How I Built This Site Using AI
What Worked, What Broke, and What I Didn't Expect
I rebuilt my personal website almost entirely with the help of AI tools. I approached it as an AI tool exploration across the full build process.
📝 Note: An expanded version of this article was published on Medium via Bootcamp with additional detail on the decision-making process.
1. The part AI didn't replace: Research & taste
I started with extensive research across personal websites and portfolio sites. Notion personal website templates turned out to be a useful source of inspiration, particularly for individual component patterns. Marketing portfolio examples were especially helpful for stylistic direction.
This phase was almost entirely manual: screenshots, comparisons, notes. The outcome was a clear set of structural and stylistic preferences that informed everything else.
2. Translating ideas into wireframes (with ChatGPT)
Once I had clear preferences from the research phase, I fed them to ChatGPT and started drilling into the specifics for my site. I used ChatGPT to:
- Test various approaches to section hierarchy and content organization
- Draft text-based wireframes that mapped out page structure
- Generate rough style mockups to visualize the direction
Through iteration, I landed on a warm, modern direction: soft neutrals, rounded edges, and a human-tech hybrid feel.
The output: text-based wireframes that became direct inputs for the site prototyping tool, plus rough visual mockups for my own reference.
3. Visual identity: the cartoonification experiment
I decided early to use an illustrated portrait instead of a photograph, aiming for a flat, editorial-style aesthetic with a New Yorker-inspired feel.
I tested Midjourney, DALL·E, Canva, and many tools from this AI cartoonizer roundup. Despite extensive prompt iteration (often with ChatGPT's help), results were inconsistent.
Artlist.io ultimately worked best, producing the closest match to what I had envisioned. I used it for the portrait and case study thumbnails to keep visual language consistent.
One limitation: Artlist (like most AI image tools) doesn't produce transparent PNGs, requiring post-processing in Photoshop.
4. Site prototyping with AI tools (and when things broke)

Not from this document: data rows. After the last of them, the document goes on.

Issue #894, opened 2019-12-02
New A6c/A6e changes doesn't seem to work


xsrvmy:
There was a recent A6c/A6e update in the PRs that changed the discretion from judge to delegate. Apparently the intention was to allow systematic leniency (like that 4x4 WR) but it does not have the effect of doing so. The new wording only slow down comps by requiring the delegate to come over for almost every single A6c/A6e violation and still does not allow waiving the penalty.
(I have chosen not to comment on the PRs since they are merged already)

lgarron:
We already planned to update this after https://www.worldcubeassociation.org/incidents/23

The Delegate is already usually involved in these decisions, and systematic leniency needs to rely on the discretion of the Delegate to be accountable.

I don't expect that we will revert this update, but I think we should be open to it if others feel strongly.

Issue #856, opened 2019-10-12
WCA Regulations — Changes for 2020


lgarron:
Here is a copy of an email I will be sending to WCA staff and organizers shortly.

--------

Dear WCA Community,

The WCA Regulations Committee (WRC) has evaluated current WCA issues, and we are considering the following potential changes to the WCA Regulations, taking effect at the beginning of 2020. The WRC has discussed these and our consensus is in favor of each of these changes. We'd like your feedback on whether there are major concerns that we might not have considered yet.

If you know anyone in your local community who might be affected by these changes, please help us get feedback from them! If you can contribute feedback for each change in the associated GitHub issue link, this is very helpful for us. However, feedback over email is also welcome.

## **Simplifications**

If you can think of other simplifications to the Regulations that do not fundamentally change the nature of our sport, please let us know!

- Clock pins are allowed to be distinguishable. [#759](https://github.com/thewca/wca-regulations/issues/759)
  - Pro: Many competitors have puzzles like this that they would like to use, and there are already various ways to tell a clock's orientation without pins.
- Clock pins are all pushed down at the end of the scramble. #382 
  - Pro: This makes it easier to scramble correctly and transport the scrambled puzzle without affecting the state.
  - Pro: We already ignore pins for the solved state. This effectively simplifies the scramble state to be consistent.
  - Con: This will simplify the work that competitors need to do at the beginning of an attempt. This is not fair to past competitors.
    - Counterpoint: Most competitors will still start their solves by moving pins.
    - Counterpoint: 1/8 of scrambles already had all pins on the same side. If this is a significant advantage, it has already applied to many individual results.
- Solved state: All pieces must be attached and normally placed. [#223](https://github.com/thewca/wca-regulations/issues/223)
  - Pro: there are currently many states between clearly "solved" vs."unsolved" (e.g. 0 vs. 1 vs. 2 slice misalignments, 0 parts detached vs. 1 part with a single color vs. 1 part with multiple colors vs. 2 colored parts) — Regulation 5b5 alone has 5 parts! This significantly simplifies decisions about whether all parts are attached.
  - Con: Competitors would be penalized if this happens by accident at the end of the solve.
    - Counterpoint: The old policy was essentially designed to accommodate center caps that could pop off easily. This is uncommon with modern puzzles.
[...]

PR #897, opened 2019-12-03
Revert A6c/A6e to judge's discretion.

lgarron:
As pointed out in #894, this doesn't completely solve the problem with the incidents we've had. While it's important to have Delegates involved, they usually already are in practice.

While this is fairly minor, it's essentially the only change in `draft` that wasn't in the changes listed at #856.  After discussing it with @Ivan-Brigidano, it should be okay to revert until we figure out where exactly to go with systematic leniency.


xsrvmy:
My point actually was, the +2 vs DNF decision should be made by the judge, but if the penalty is waived  completely then maybe the delegate should be involved.

Ivan-Brigidano (approved):

PR #926, opened 2019-12-08
Deleting also from (see Regulation ...)

Ivan-Brigidano:


lgarron (approved):

Laura-O:
I don't understand this PR.
I am not a native speaker, but in my opinion, "see" and "also see" mean two different things:
see = a reference to the same topic, like a source or a definition
also see = an addition, something which might be important in the context

All of the changed regulations basically intend to do the latter. For example, "If incidents are not covered by the regulations, Delegates must make fair decisions, but they can **also** give a provisional extra if they are not 100% sure.

What's the reason for this change?

EdHollingdale:
I agree with @Laura-O, the also in these cases are saying “there may be another regulation that covers this instance in addition to this one” rather than “this is due to some other regulation, see here”. In my opinion we shouldn’t have any of the second type - the regulations shouldn’t be repeating themselves.

Ivan-Brigidano:
My initial idea was to make a draft PR instead of a PR.
As I'm not a native English speaker, I initially thought that this is a formatting inconsistency. Thanks you both for your explanation!

PR #936, opened 2019-12-12
Clarify how to handle missing scramble signatures.

lgarron:


wca-guidelines.md
```diff
@@ -165,6 +165,9 @@ To be more informative, each Guideline is classified using one of the following
...
 - A1c+) [CLARIFICATION] WCA Delegates should only use their discretion to prevent competitors from being a severe detriment to the competition (e.g. wasting time and/or competition resources). Competitors should not be disqualified for a "poor" result when they are competing to the best of their abilities.
 - A2c1+) [REMINDER] In the past, score sheets have been used to cover puzzles while leaving some sides exposed. This is no longer permitted.
+- A2d1+) [ADDITION] If a missing scramble signature is discovered before an attempt, the puzzle should immediately be returned to a scrambler for verification and a corresponding signature.
+- A2d1++) [ADDITION] An attempt must not be disqualified solely due to a missing scramble signature. If a scramble signature is missing after the beginning of an attempt, the judge should allow the attempt to continue (if it is still in progress) and the WCA Delegate should allow the result to be kept. However, the WCA Delegate may award an extra attempt if they have a reason to suspect that the scramble was incorrect, other than the missing signature.
```
xsrvmy: I believe that "the judge should allow" should be a "must".
Also aren't "must"s supposed to be in the regulations and not the guidelines?

wca-guidelines.md
```diff
@@ -165,6 +165,9 @@ To be more informative, each Guideline is classified using one of the following
 - A1a4+) [REMINDER] If a competitor has accidentally been permitted to exceed the time limit, the time limit must be enforced retroactively, and the judge, competitor, and WCA Delegate should be informed (see [Regulation 1g2](regulations:regulation:1g2)). Judges must always be aware of the time limit for a current attempt (which might depend on previous attempts, in the case of a cumulative time limit).
 - A1c+) [CLARIFICATION] WCA Delegates should only use their discretion to prevent competitors from being a severe detriment to the competition (e.g. wasting time and/or competition resources). Competitors should not be disqualified for a "poor" result when they are competing to the best of their abilities.
 - A2c1+) [REMINDER] In the past, score sheets have been used to cover puzzles while leaving some sides exposed. This is no longer permitted.
+- A2d1+) [ADDITION] If a missing scramble signature is discovered before an attempt, the puzzle should immediately be returned to a scrambler for verification and a corresponding signature.
```
xsrvmy: the puzzle -> the puzzle and the scorecard
Not sure is "a missing scramble signature is discovered" makes sense (can you discover something that is missing?). I would word it as "If the scramble signature is found (to be) missing before an attempt, ..."

wca-guidelines.md
lgarron: There is one important "must" here, which is because some Delegates feel strongly (and no one really seems to be against) forbidding a DNF for a missing signature. That shouldn't really happen, and the Regulations should not imply that this is normal or "permitted", so I think an `ADDITION` Guideline is best.

I'd be alright with changing this to "the judge *must* allow the attempt to continue", but I think it's better to avoid a "must" here unless it's needed. @Ivan-Brigidano, any thoughts?

wca-guidelines.md
```diff
@@ -164,7 +164,8 @@ To be more informative, each Guideline is classified using one of the following
 - A1a4+) [REMINDER] If a competitor has accidentally been permitted to exceed the time limit, the time limit must be enforced retroactively, and the judge, competitor, and WCA Delegate should be informed (see [Regulation 1g2](regulations:regulation:1g2)). Judges must always be aware of the time limit for a current attempt (which might depend on previous attempts, in the case of a cumulative time limit).
 - A2c1+) [REMINDER] In the past, score sheets have been used to cover puzzles while leaving some sides exposed. This is no longer permitted.
 - A2d1+) [ADDITION] If a missing scramble signature is discovered before an attempt, the puzzle should immediately be returned to a scrambler for verification and a corresponding signature.
```
Ivan-Brigidano: What @xsrvmy proposed sounds better to me

```suggestion
- A2d1+) [ADDITION] If the scramble signature is found to be missing before an attempt the puzzle should immediately be returned to a scrambler for verification and a corresponding signature.
```

wca-guidelines.md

For prototyping, I used Magic Patterns, one of several AI prototyping tools I'd explored during Reforge's AI Productivity course (alongside Lovable, Bolt, v0).
Magic Patterns' strength is exploration, especially its Inspiration mode, which generates multiple design variations from the same inputs.
I fed it the wireframes and visual assets, then iterated extensively. The project reached around 80% complete.
Then on December 24th, Magic Patterns rolled out an update. Previously working prompts stopped producing usable results. I contacted support, got a rollback and extra credits, but issues persisted for days.
5. Tool switching, testing, and deployment
After multiple support exchanges, Magic Patterns eventually worked again. But at the time, thinking things might be broken for good, I moved the project to Claude Code, converting from React to PHP (based on advice from someone more technical).
I still used Magic Patterns for some design decisions, but completed implementation and final refinements in Claude. While testing across devices, I noticed several mobile issues that hadn't been obvious on the desktop. For instance, text overflowing containers in the Capabilities section or visual assets not rendering correctly on smaller screens.
Claude Code handled these fixes surprisingly well. In practice, it required little more than a screenshot and a short prompt describing the desired behavior.
And because Claude Code, similarly to many other AI-assisted coding tools, integrates with GitHub and hosting platforms, I could also iterate, test, and deploy directly from the same environment.
6. Final reflection
Building this site with AI clarified three things:
First: The tools are now powerful enough to enable work that would previously have required much deeper technical expertise or a few different contributors. A suite of specialized AI tools, each handling different parts of the project, can get you far.
Second: The same power that makes these tools so useful is also a weakness. Many AI-powered tools, especially LLM-based ones, are probabilistic systems. Their behavior can be unpredictable and can change unexpectedly due to underlying model updates, which then require adjustments to the prompt engineering layer and tool orchestration. I've written more about this distinction between probabilistic and deterministic systems in "It Looks Like ChatGPT Learned to Count. It Didn't."
Third: They do not remove the need for research, experimentation, judgment, or iteration. If you want something good and differentiated, you will spend significant time on your project regardless. Building my site with AI did not make the process short, but it made it more ambitious.
This site is the result of navigating all three.